- **Stored data**
PR #462, opened 2017-11-24
Account for IOaccounting on multiDrives

### LINKED ISSUE #459: progress bar stopped working w/USB
(BUG)
Whilst testing my fixes for partition labels in a newly built NOOBS from the latest commit, I booted NOOBS from the SD card and was installing LibreELEC and another small OS from a USB stick to another USB stick on a Pi2, so the boot partitions would still be on the SD card but the rootfs would be on the USB Stick.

- **Prompt**
Every record, from the first to the last, should be transcribed exactly.

- **Task response**
PR #462, opened 2017-11-24
Account for IOaccounting on multiDrives

### LINKED ISSUE #459: progress bar stopped working w/USB
(BUG)
Whilst testing my fixes for partition labels in a newly built NOOBS from the latest commit, I booted NOOBS from the SD card and was installing LibreELEC and another small OS from a USB stick to another USB stick on a Pi2, so the boot partitions would still be on the SD card but the rootfs would be on the USB Stick.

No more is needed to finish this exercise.